A 55-year-old man is found on routine testing to have abnormal liver function tests (elevated serum transaminases and alkaline phosphatase). His father died of cirrhosis and congestive heart failure. Laboratory testing shows that his serum iron is 300 mcg/dl, serum iron-binding capacity is 350 mcg/dl, and serum ferritin is 4,500 ng/ml.

Questions

  1. 1.

    What additional tests would you order?

    Answer: The patient likely has hereditary hemochromatosis . Genetic testing can be performed for certain mutations causing this disorder. The most common mutation is in the HFE gene (mutation C282Y).

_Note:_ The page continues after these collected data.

Issue #714, opened 2016-01-06
Add API maintenance mode


ejholmes:
Sometimes it would be desireable to put the API in maintenance mode so that users can't alter running applications.

ejholmes:
Gonna close this for now. If it feels like it becomes necessary, we can re-open.

PR #717, opened 2016-01-06
Allow empire to be put into a readonly maintenance mode.

ejholmes:
Closes https://github.com/remind101/empire/issues/714

This allows you start Empire with a `--maintenance` flag. Doing this will cause any non-readonly actions to return an error indicating that maintenance mode is enabled for the API:

```console
$ emp set FOO=foobar -a acme-inc
error: The API is currently in maintenance mode: "We're performing a migration sorry!"
```

[Review on Reviewable](https://reviewable.io/reviews/remind101/empire/717)

### DIFF
--- a/empire.go
+++ b/empire.go
@@ -77,6 +77,10 @@ type Empire struct {
 
 	// EventStream service for publishing Empire events.
 	EventStream
+
+	// Set this to a non-nil value to put Empire in readonly maintenance
+	// mode.
+	*MaintenanceMode
 }
 
 // New returns a new Empire instance.
@@ -141,6 +145,10 @@ func (opts CreateOpts) Event() CreateEvent {
 
 // Create creates a new app.
 func (e *Empire) Create(ctx context.Context, opts CreateOpts) (*App, error) {
+	if err := e.MaintenanceMode; err != nil {
+		return nil, err
+	}
+
 	a, err := appsCreate(e.db, &App{Name: opts.Name})
 	if err != nil {
 		return a, err
@@ -167,6 +175,10 @@ func (opts DestroyOpts) Event() DestroyEvent {
 
 // Destroy destroys an app.
 func (e *Empire) Destroy(ctx context.Context, opts DestroyOpts) error {
+	if err := e.MaintenanceMode; err != nil {
+		return err
+	}
+
 	tx := e.db.Begin()
 
 	if err := e.apps.Destroy(ctx, tx, opts.App); err != nil {
@@ -227,6 +239,10 @@ func (opts SetOpts) Event() SetEvent {
 // Config. If the app has a running release, a new release will be created and
 // run.
 func (e *Empire) Set(ctx context.Context, opts SetOpts) (*Config, error) {
+	if err := e.MaintenanceMode; err != nil {
+		return nil, err
+	}
+
 	tx := e.db.Begin()
 
 	c, err := e.configs.Set(ctx, tx, opts)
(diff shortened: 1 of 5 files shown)


empire.go
```diff
@@ -444,6 +480,10 @@ func (opts DeploymentsCreateOpts) Event() DeployEvent {
 
 // Deploy deploys an image and streams the output to w.
 func (e *Empire) Deploy(ctx context.Context, opts DeploymentsCreateOpts) (*Release, error) {
+	if err := e.MaintenanceMode; err != nil {
+		return nil, err
```
ejholmes: This should also encode the error into the jsonmessage stream.

empire.go
```diff
@@ -141,6 +145,10 @@ func (opts CreateOpts) Event() CreateEvent {
 
 // Create creates a new app.
 func (e *Empire) Create(ctx context.Context, opts CreateOpts) (*App, error) {
+	if err := e.MaintenanceMode; err != nil {
```
phobologic: having to boilerplate this out seems like it's going to be forgotten/easily missed with added functionality.  Is there anyway we can make this a function of setting up a new url/route possibly?  Maybe even grouping our URLs by 'read'/'write' (also based on the method used to call them).

ejholmes: Another possibility is to do this as a decorator/middleware around the empire.Empire interface:

```go
type MaintenanceModeEmpire struct {
        *MaintenanceMode
        empire *Empire
}

func (e *MaintenanceModeEmpire) Create(ctx context.Context, opts CreateOpts) (*App, error) {
        if err := e.MaintenanceMode; err != nil {
                return nil, err
        }

        return e.empire.Create(ctx, opts)
}
```

So we would wrap the empire.Empire struct before passing to the server to consume. This would be a little more explicit, because you have to explicitly whitelist each method but ends up being more boilerplate, and it means that control layer packages need to accept an interface instead of a struct, which adds some indirection (but not that much). I can be sold either way.

ejholmes: One advantage of the decorator approach is we could generalize it a bit as an ACLEmpire and re-use it for access control. Something along the lines of:

```go
type Permissions map[string]error

type ACLEmpire struct {
        perms Permissions
        empire *Empire
}

func NewMaintenanceModeEmpire(err *MaintenanceMode, e *Empire) *ACLEmpire {
        return &ACLEmpire{
                empire: e,
                perms: Permissions{
                        "Create": err,
                },
        }
}

func (e *ACLEmpire) Create(ctx context.Context, opts CreateOpts) (*App, error) {
        if err := e.perms["Create"]; err != nil {
                return nil, err
        }

        return e.empire.Create(ctx, opts)
}
```

phobologic: What about a HttpHandler func that we can wrap 'write' methods with?  Less boilerplate, and it's explicit at the routing layer what is possible for blocking with maintenance mode.  Not sure that works well with a generic ACL system though.

ejholmes: We can probably start with that. I wanted to put this in the core API that the control layers consume so that it wouldn't get duplicated. If we put it in the control layers, than we have to duplicate it for the heroku api, github webhooks and slack commands (if we ever merge that PR in).

I think I'm still mostly in favor of just doing what I'm doing right now. You have to think about adding the maintenance mode check if you add a new method to the core API, but honestly, that interface is pretty stable and doesn't change very frequently.

ejholmes:
Gonna close this for now and re-open later if this becomes necessary.

PR #1619, opened 2019-05-27
Upgrade dependencies

tbergq:


package.json
```diff
@@ -51,23 +51,23 @@
     "@babel/plugin-transform-runtime": "^7.4.4",
     "@babel/runtime": "^7.4.4",
     "@kiwicom/eslint-config": "^4.0.1",
-    "@kiwicom/monorepo": "^0.19.0",
+    "@kiwicom/monorepo": "^0.21.0",
```
mrtnzlml:
```diff
-    "@kiwicom/monorepo": "^0.21.0",
+    "@kiwicom/monorepo-utils": "^0.21.0",
```

tbergq: done in #1623 

Same package with new name, or are the also any differences @mrtnzlml

mrtnzlml: There shouldn't be any significant changes, only new name.

tbergq: Ok, thanks, New package has already been added 😊

PR #1624, opened 2019-06-04
Hotels: Add max and min date to datepicker

tbergq:
Adjust for timezone offset in hotels context. When max or min date limit is hit
datepicker will return date which will be actual day +,- one day
depending on the timezone.


app/hotels/src/navigation/HotelsNavigationOptions.js
```diff
@@ -68,6 +68,7 @@ const hotelsNavigationOptions = ({
             }
             date={checkin}
             onDateChange={setCheckinDate}
+            minDate={DateUtils.getToday()}
```
RobinCsl: Don't know if that makes a huge difference, but here you're creating 3 instances of `Date` by calling `DateUtils.getToday()`. Since `addDays` should be immutable, you could probably get away with creating just one Date instance and then call addDays to it below? WDYT?

tbergq: > Don't know if that makes a huge difference

It should not

RobinCsl: What I mean is: not in this one instance, but if we did this everywhere, then we would be consuming more memory than necessary.

tbergq: 🚀 

I think we saved memory consumption of all users of kiwi.com app 🎉

PR #1630, opened 2019-06-11
Shared: Add useApi hook

tbergq:
Hotels: Refactor HotelsContext to be functional component.
Use new useApi with dateFactory to separate checkin, checkout
logic from the render of the provider


app/hotels/src/HotelsContext.js
```diff
@@ -155,170 +156,57 @@ const validateInput = ({ checkin, checkout, cityId }: SearchInput) => {
...
+function Provider(props: Props) {
+  const cityId = props.cityId ?? null;
+
+  const [hotelId, setHotelId] = React.useState(props.hotelId ?? '');
+  const [paymentLink, setPaymentLink] = React.useState(null);
+  const [currentSearchStats, setCurrentSearchStats] = React.useState(
+    defaultState.currentSearchStats,
+  );
+
+  const dateFactoryState = useApi(dateFactory, {
```
RobinCsl: I don't know if `dateFactoryState` really helps me to understand better what's going on.
Perhaps, extracting `checkin, setCheckin, checkout, setCheckout` from `useApi(...)` would make it slightly more understandable that's it's a black box spitting out this information. 
Again, this is just a suggestion; I don't know what would be a better practice.

app/hotels/src/__tests__/HotelsContext.test.js
```diff
@@ -16,177 +14,78 @@ describe('getAsUtcDate', () => {
...
-    });
-
-    it('gives error for checkin date before today', () => {
-      const wrapper = getInstance({
-        checkin: formatForMachine(DateUtils().addDays(-1)),
-        checkout: formatForMachine(DateUtils().addDays(1)),
-      });
-      expect(wrapper.state.errors).toEqual({ beforeToday: true });
-    });
+const getValidateProps = (cityId, checkin, checkout) => ({
```
RobinCsl:
```suggestion
const getValidateProps = ({cityId, checkin, checkout}) => ({
```
Maybe as an object, it would be clearer in the tests below what you're setting when calling `getValidateProps(-1)`?

app/hotels/src/allHotels/HotelsPaginationContainer.js
```diff
@@ -35,16 +38,13 @@ export function HotelsPaginationContainer(props: Props) {
...
     if (priceMax != null && priceMin != null) {
       setCurrentSearchStats({
-        priceMax,
-        priceMin,
+        priceMax: new Decimal(priceMax),
+        priceMin: new Decimal(priceMin),
       });
     }
-  }, [props.data, setCurrentSearchStats]);
+  }, [priceMax, priceMin, setCurrentSearchStats]);
```
RobinCsl: That looks a lot clearer, I like that!

packages/shared/src/useApi/useApi.js
```diff
@@ -0,0 +1,28 @@
+// @flow strict
```
RobinCsl: Could you add a test or some README that would give an example on how to use it, and why you'd want to use it?
I know the article is great, but a quick example on how to use it could be beneficial.

app/hotels/src/HotelsContext.js
```diff
@@ -85,22 +83,39 @@ type State = {|
   +checkout: Date | null,
   +roomsConfiguration: RoomConfigurationType | null,
   +currency: string,
-  currentSearchStats: CurrentSearchStats,
+  +currentSearchStats: {|
```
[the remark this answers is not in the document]
tbergq: Yes, look like 😊

app/hotels/src/HotelsContext.js
tbergq: > it's a black box spitting out this information

I see a function. Functions are either void or have a return type. We have the source code, and IMHO, it should be clear what is going on. 

I will however use destructuring here, since I did it on the line below anyway 🙂

app/hotels/src/__tests__/HotelsContext.test.js
tbergq: 👍

app/hotels/src/allHotels/HotelsPaginationContainer.js
tbergq: It is also a performance improvement, since it is no longer diffing the entire `props.data` 😄

tbergq:
@RobinCsl 🚀

PR #1632, opened 2019-06-12
Hotels: Add info text when dates autochange

### LINKED ISSUE #1627: Add info text when adjusting dates because user selected invalid dates
User selects checkout > checkin + 30
User selects checkin > checkout - 30
User selects checkin > checkout
User selects checkout < checkin

tbergq:
User might select a date out of scope, and the other date will change.
This message has been added to make the user aware of the change.

Add toast component in shared package
closes #1627


packages/shared/src/toast/Toast.js
```diff
@@ -0,0 +1,96 @@
...
+import { Animated, View } from 'react-native';
+
+import type { TranslationType } from '../../types/Translation';
+import AdaptableBadge from '../AdaptableBadge';
+import StyleSheet from '../PlatformStyleSheet';
+import type { StylePropType } from '../../types/Styles';
+
+type Props = {|
+  +text: TranslationType,
+  +duration: number,
```
jvaclavik: There should be `+duration?` when you use default props

tbergq: `+duration?` would indicate that `this.props.duration` might be undefined, which it never will be. In case it is not passed as a prop, it will use the default value.

PR #1645, opened 2019-06-21
Shared: Add swipe-away functionality to toast

tbergq:


packages/shared/src/toast/Toast.js
```diff
@@ -20,58 +25,85 @@ type State = {|
   +isVisible: boolean,
 |};
 
+type HandlerChangeEvent = {
+  +nativeEvent: {
+    +state: number,
+    ...
```
jvaclavik: This is cool! I didn't know that we can use it this way in Flow

tbergq: I see you are not up to date with the `@kiwicom/eslint-config` in margarita then.

It will give you an error if you try to use inexact object without `...`

packages/shared/src/toast/Toast.js
```diff
@@ -20,58 +25,85 @@ type State = {|
...
+        this.timeout = setTimeout(this.hide, this.props.duration);
       });
     });
   };
 
   hide = () => {
-    Animated.timing(this.opacityValue, {
-      toValue: 0,
+    Animated.timing(this.translateY, {
+      toValue: -250,
```
jvaclavik: Btw what if height of the toast will be bigger than 250px?

tbergq: Then I could always increase it. But it will be hidden when the animation ends anyways.

PR #1646, opened 2019-06-21
Hotels: Fix performance issue on list page

tbergq:
Rendering is slow because list view renders, and map view renders
even if only list view is visible. Changing behaviour to hide
map view, then show spinner until it is loaded entirely

### DIFF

The HFE protein is involved in the regulation of hepcidin secretion from the liver by iron, which in turn controls intestinal iron absorption. The patient should also have a liver biopsy to assess the degree of liver damage from hepatic iron overload.

  2. 2.

    What other gene mutations could cause hemochromatosis?

    Answer: Mutations in the genes coding for hepcidin , transferrin receptor 2 , ferroportin , and ferritin , all genes involved in the regulation of iron absorption, can also cause hemochromatosis .

  3. 3.

    What is the appropriate treatment for this patient?

    Answer: The patient needs to be placed on a regular schedule of blood donation until the body iron burden is reduced, assessed by a fall in the serum ferritin level to 50–100 ng/ml.